Distribution of Reaction Sites in SOFC Cathode through Oxygen Isotope Labeling with Three-dimensional Microstructural Analysis


Tsuyoshi Nagasawa, Takaaki Shimura, Naoki Shikazono, Katsunori Hanamura


Distribution of electrochemical reaction sites in a composite cathode of solid oxide fuel cell is investigated through active sites imaging by oxygen isotope labeling combined with three-dimensional microstructure observation by focused ion beam–scanning electron microscopy (FIB-SEM). Power generation with oxygen isotope and subsequent cell quenching is conducted at 973 K for LSM/YSZ cathode using a button cell. Through FIB-SEM observation and secondary ion mass spectroscopy (SIMS) analysis, the 3D microstructure of the quenched cathode with 2D 18O concentration mapping in the middle plane of the characterized volume is obtained.

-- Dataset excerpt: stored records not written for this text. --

PR #1417, opened 2026-08-16
LoopFollow Remote meal edit

aug0211:
- Allow remote editing & deleting of meals in Trio, from LoopFollow
- Paired with a PR for LoopFollow, which will submit the new remote event type with the needed data

### DIFF
--- a/Trio/Sources/APS/Storage/CarbsStorage.swift
+++ b/Trio/Sources/APS/Storage/CarbsStorage.swift
@@ -8,6 +8,135 @@ protocol CarbsObserver {
     func carbsDidUpdate(_ carbs: [CarbsEntry])
 }
 
+let remoteMealMutationMaximumAge: TimeInterval = 12 * 60 * 60
+
+private struct RemoteMealImportSuppression: Codable {
+    let date: Date
+    let expiresAt: Date
+}
+
+private final class RemoteMealImportSuppressionStore: @unchecked Sendable {
+    private let lock = NSLock()
+    private let defaults = UserDefaults.standard
+    private let key = "trio.remoteMealImportSuppressions.v1"
+    private let maximumCount = 500
+
+    func record(dates: [Date], now: Date) {
+        lock.lock()
+        defer { lock.unlock() }
+
+        var suppressions = load().filter { $0.expiresAt >= now }
+        for date in dates {
+            suppressions.removeAll { abs($0.date.timeIntervalSince(date)) <= 1 }
+            suppressions.append(
+                RemoteMealImportSuppression(
+                    date: date,
+                    expiresAt: date.addingTimeInterval(24 * 60 * 60)
+                )
+            )
+        }
+        suppressions.sort { $0.expiresAt < $1.expiresAt }
+        save(Array(suppressions.suffix(maximumCount)))
+    }
+
+    func activeDates(now: Date) -> [Date] {
+        lock.lock()
+        defer { lock.unlock() }
+
+        let stored = load()
+        let active = stored.filter { $0.expiresAt >= now }
+        if active.count != stored.count {
+            save(active)
+        }
+        return active.map(\.date)
+    }
+
+    private func load() -> [RemoteMealImportSuppression] {
+        guard let data = defaults.data(forKey: key),
+              let suppressions = try? JSONDecoder().decode([RemoteMealImportSuppression].self, from: data)
+        else { return [] }
+        return suppressions
+    }
+
+    private func save(_ suppressions: [RemoteMealImportSuppression]) {
+        guard let data = try? JSONEncoder().encode(suppressions) else { return }
+        defaults.set(data, forKey: key)
+    }
+}
+
+struct MealMutationValues: Codable, Equatable, Sendable {
+    let date: Date
+    let carbs: Decimal
+    let fat: Decimal
+    let protein: Decimal
+}
+
+struct MealFPUEntrySnapshot: Codable, Equatable, Sendable {
+    let id: UUID
+    let date: Date
+    let carbs: Decimal
+}
+
+struct MealMutationSnapshot: Codable, Equatable, Sendable {
+    let id: UUID
+    let fpuID: UUID?
+    let values: MealMutationValues
+    let note: String?
+    let fpuEntries: [MealFPUEntrySnapshot]
+}
+
+enum MealMutation: Equatable, Sendable {
+    case edit(MealMutationValues)
+    case delete
+}
+
+enum MealMutationDisposition: String, Codable, Equatable, Sendable {
+    case unchanged
+    case edited
+    case deleted
+}
+
+struct MealMutationResult: Equatable, Sendable {
+    let disposition: MealMutationDisposition
+    let before: MealMutationSnapshot
+    let after: MealMutationSnapshot?
+}
+
+enum MealMutationError: LocalizedError, Equatable {
+    case invalidExpectedValues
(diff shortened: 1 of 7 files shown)


t1dude:
Could you explain the use case for this? I've been on Oref for years and I can't see how editing or deleting a past meal would make any big difference in automatic dosing decisions. It would change COB for sure, but that's already handled by UAM (both ways)?

aug0211:
The use case is the **same as editing or deleting a meal directly in Trio, but from the caregiver’s device.**

For example, a parent enters a meal remotely, then their child texts to say they only ate half of it. Or maybe the pizza serving doubled at the birthday party. The parent should be able to update that entry. The same applies to correcting a typo, removing an accidental duplicate, or correcting fat and protein amounts so that future FPU entries are based on what was actually eaten.

**Would we remove meal editing and deletion from Trio because UAM can compensate? If not, remote caregivers should have access to those same capabilities.** The need to correct an entry does not change depending on which device someone uses to manage it. Caregivers should not have to demonstrate a different or greater need for functionality we already recognize as useful locally (via Trio).

I understand the question about whether this materially changes automatic dosing - rather than debating how FPUs are impacted by doubling a pizza serving or cutting it altogether, I'm sure we can agree that the value of correcting an entry is not limited to its dosing impact. Even where UAM compensates, caregiver teams still have reason to keep the information they entered accurate - for themselves and their partner caregivers making decisions based on information entered into the system.

You mentioned several years of experience with oref. The perspective I’m adding is several years of managing T1D with oref **remotely**, which is the experience this PR addresses. **When Trio runs on a child’s phone and LoopFollow is the parent’s primary interface, remote controls are not just a convenience. They are the tools the parent uses for day-to-day management, often without physical access to the Trio device.** Being able to enter a meal but not correct or delete it leaves that workflow incomplete.

A useful way to evaluate this is to consider life managing through LoopFollow exclusively for an extended period of time, without opening Trio to make changes. Which capabilities would you need available remotely? That is the perspective behind this and other requests for caregiver parity. No one needs to personally adopt that workflow to contribute to the discussion, but the experience of caregivers who rely on it every day should carry meaningful weight in establishing the need.

T1D is already hard. This is an opportunity to make everyday management easier for caregivers by allowing them to correct information through the same interface they used to enter it.

**More broadly, I’d like us to treat remote caregiving as a first-class use case. When functionality exists in Trio, the starting point should be making it available to remote caregivers too**. If there are specific concerns, let’s identify and address them directly. **Parity should be the starting point, with limitations justified by concrete concerns, rather than requiring caregivers to repeatedly establish the value of existing functionality.** To be clear, I'm not saying that you _personally_ are requiring caregivers to repeatedly establish the value - rather, that the remote caregiver experience has often felt like an afterthought and secondary, in my years of experience as a remote caregiver and code contributor. I'd like us to shift that perspective to consider remote use cases as first class citizens in the DIY T1D community ❤️ After all, many people in the T1D community are not managing controls themselves alone - many are managed remotely.

This PR addresses one of the remote capability gaps, and the Facebook request below is another example of caregivers asking for that capability.

https://www.facebook.com/share/p/19XqZCXT46/

image

dnzxy:
Thanks for your elaborate comment. I think the collective work by @bjorkert, @codebymini, other caregivers on the Trio team and myself prove that we see remote control as a first class citizen.
The remote commands as they exist today exist in the feature set of LoopFollow <> Trio first for a reason.

I disagree with large parts of this code as it introduces very vibe-code-esque concepts and duplicate state and stateful behavior, but conceptually we can look into it. The basic need of deleting a remotely entered meal is a valid one; but to also be very open here, we also need to step in and disallow certain caregiver types from obsessively monitoring and editing the tiniest carb amounts all the time, for their mental burden’s sake and their caregivee’s. Because at the end of the day that *can* influence dosing outcomes and system behavior.

Edit to add:
Since your work touches both the apps, we’ll need to work with the LF team on this, too. Thus far the PR there looks stale. Is the functionality one that is something the LF team wants to add? If no, we are somewhat at a standstill here. If yes, let’s get details sorted.

It did not make the cut for v1.0, I’m sorry. To some degree because you did not reply to the question asked here so it was labeled as on hold.

We can look into this, but that will need to happen *collaboratively*, and that may mean change requests or not accepting certain parts of the proposal.

Edit again to fix typos…

aug0211:
Not sure I followed all that. PR was submitted about a month back. Got a response 6 days ago, about 3w after PR going up, and this was "put on hold" after that 3 week comment. I replied within the week of getting that comment. Trio PR still merges without conflicts (I'm using it with 1.0.4 currently, built hours ago), and also with current LF (also built latest a few hours ago with the accompanying PR). Happy to collaborate, that's why I shared the code out via PR.

Ultimately I'm building stuff I use as a caregiver. When someone publicly requested this, it reminded me the PR was even up. I felt bad not sharing to them that the functionality indeed exists and is in use by people today. Didn't want to be selfish and have wanted to share code to help others.

As for people "doing too much" - sorry, this falls flat. There's literally a user who this week was hoping for a way to delete an accidental duplicate entry for her son's _safety_. And if this functionality exists on local Trio (it does of course), it certainly makes sense for remote capability as well. I built this for a reason.

This merges without conflicts, works consistently, and meets a real safety need that real remote caregivers have use for. Your call here. I'm hoping someone else can benefit from this functionality 🤞

aug0211:
Sorry can't hold back on this one:

> Thanks for your elaborate comment. I think the collective work by @bjorkert, @codebymini, other caregivers on the Trio team and myself prove that we see remote control as a first class citizen.
The remote commands as they exist today exist in the feature set of LoopFollow <> Trio first for a reason.

I'm sure you'll recall that modern day remote commands including a LF interface exist in LF & Trio today because of Daniel's and my work. We built the first remote functionality from LoopFollow and Trio 🙂 That reason you're citing is me and Daniel.

dnzxy:
This likely won’t merge as-is for what I tried to point at in my initial comment, re: it introducing a weird state machine for pseudo / temp / intermittent carb handling. Thats an implementation detail. Conceptually, i.e. deleting a remotely entered carb entry, it makes sense, I agreed in my very comment :) 

Just because a proposal merges without conflicts does not mean it’s mergeable, and I‘m very sure you know this from own experience. 

As for your other comment: are you not "other caregivers on the Trio team"? My bad. I didn’t mean to not give credit to anyone :) 
You guys built an initial proof of concept using various concepts that were not scalable. So while
you guys absolutely pushed the idea, others made it work in a way that works for non-techy users, is robust, doesn’t rely on third party services (other than Apple), and is scalable in a way that lets it be used today by thousands of caregivers. Collaborative effort. I don’t think we need to call
dips here; I certainly didn’t mean to. I simply wanted to emphasize on the fact that you keep repeating this old tale of caregivers not being seen as first class citizens and that’s a) not true, and b) not the point when we look at proposals like this. 

Please let me know how to best reach you, so we can get detail sorted between this proposal and the LoopFollow proposal.

aug0211:
I understand you have a different conceptual implementation you'd like to pursue.


Since there are no functional or UX issues using this version daily, I will continue to use mine as it is, and will consider updating once your refactor ships 👌 Excited to see you're interested in the functionality as well ❤️


My dev cycles for now will go toward implementing new functionality that's helpful for our situation. Just a matter of time available, and it's tough to prioritize a refactor when the functionality and UX nail the use case, and there are other valuable features to spend time on.

Looking forward to seeing a future conceptual implementation of this land one day for broader availability and glad to have provided a starting ground to accelerate that path.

Some LSM particles which show quite weak 18O concentration are identified as the isolated phase, while several percolated LSMs near the electrolyte also show quite weak 18O concentration, which indicates the existence of inactive reaction sites or ion/electron paths even inside the percolated phases. In addition, the oxide ion flux incorporated from the cathode/electrolyte interface is estimated from the 18O concentration profiles at two locations in the observed area. A clear difference between the calculated oxide ion fluxes at the two locations is observed, which is discussed with the distributions of percolated TPB density and YSZ volume fraction in terms of the effective reaction thickness.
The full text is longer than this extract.